Tous les détails que nous venons de donner sont tirés des pièces officielles qui se trouvent dans le vo lume que nous annonçons. Ils sont, par conséquent, authentiques et certains. Dans un autre article, nous raconterons l'enlèvement du Pape et son voyage à Savone, et nous parlerons de la Correspondance et des pièces intéressantes qu'elle renferme.

NOUVELLES ECCLÉSIASTIQUES.

Le 31 mars, jour de l'arrivée du souverain Pontife à Bologne, le roi de Naples, qui se trouvoit dans cette ville, alla faire visite à S. S., qui la lui rendit quelques instans

après. Le 4 avril, le prince adressa au saint Père la lettre suivante :

« Très-saint Père, je me suis réjoui, avec tous les fidèles, du retour de V. S. en Italie, et j'ai ordonné des prières publiques dans toutes les églises de mon royaume, ainsi que dans toutes celles des pays occupés par mon armée, pour en rendre grâces au Très-Haut.

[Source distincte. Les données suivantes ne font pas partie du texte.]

PR #716, opened 2026-04-27
Auto-gen config docs

phdum-a:
Auto-generate configuration documentation from JSON schema information with supplemented "title" / "description" tags.

- Moves all information about config options out of manually written md files into the JSON schema.
- Julia script `docs/generate_config_docs.jl` reads all schema and generates `docs/src/config/reference.md`, although much of this is just `@raw html`.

» Mon désir est de voir bientôt le chef de l'Eglise reprendre, dans la capitale de la chrétienté, et ses honneurs, et l'exercice d'un pouvoir si nécessaire au bonheur du monde.

>> Le sort des armes m'ayant rendu maître des Etats que vous possédiez lorsque vous fûtes forcé de quitter Rome, je ne balance pas à les remettre sous votre autorité, renonçant en votre faveur à tous mes droits de conquête sur ces pays.

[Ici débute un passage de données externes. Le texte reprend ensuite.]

PR #4641, opened 2025-01-15
Add benchmarking for whitespace detection in spans

AlexRadch:
This commit introduces a new method `IsWhiteSpace` to benchmark the detection of whitespace in spans.

### DIFF
--- a/src/benchmarks/micro/libraries/System.Memory/ReadOnlySpan.cs
+++ b/src/benchmarks/micro/libraries/System.Memory/ReadOnlySpan.cs
@@ -95,6 +95,26 @@ namespace System.Memory
             yield return "abcdefg";
         }
 
+        [Benchmark]
+        [ArgumentsSource(nameof(IsWhiteSpaceArguments))]
+        [MemoryRandomization]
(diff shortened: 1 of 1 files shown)


src/benchmarks/micro/libraries/System.Memory/ReadOnlySpan.cs
```diff
@@ -95,6 +95,26 @@ public static IEnumerable<object> TrimArguments()
...
+            yield return "0abcdefg";
+            yield return " 1abcdefg";
+            yield return "  2abcdefg";
+            yield return "    4abcdefg";
+            yield return "      6abcdefg";
+            yield return "       7abcdefg";
+            yield return "        8abcdefg";
+            yield return "         9abcdefg";
+            yield return "                16abcdefg";
+            yield return "                                32abcdefg";
```
e-kharion, line 115: I'd consider adding other whitespace characters than just a space.
See https://learn.microsoft.com/en-us/dotnet/api/system.char.iswhitespace?view=net-9.0 for more info.

PR #4651, opened 2025-01-21
Write gcperfsim result in json

VincentBu:
Add a functionality to GC.Infrastructure which can write comparison result of LowVolatilityRun to a json file.
For `gcperfsim` command: add `- json` to `output.formats`(config file)
For `gcperfsim-compare` command: specify output file with "json" extension


mrsharm (approved):
LGTM!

>> Si je connoissois moins les sentimens des souverains dont je suis l'allié, à l'égard de V. S., je croirois devoir attendre qu'ils les eussent exprimés, pour la rétablir dans son gouvernement, ayant la ferme volonté de ne rien faire qui ne soit conforme à leurs vues; mais ne pouvant pas révoquer en doute les intentions de ces princes magnanimes, dans une circonstance si mémorable, j'aime à les accomplir avec un empressement qui puisse être aux yeux de l'Europe la preuve de ma profonde vénération pour le Saint-Siége, ainsi que de mes sentimens particuliers pour un souverain Pontife, si digne, par ses éminentes vertus, du haut rang où la Providence l'a placé.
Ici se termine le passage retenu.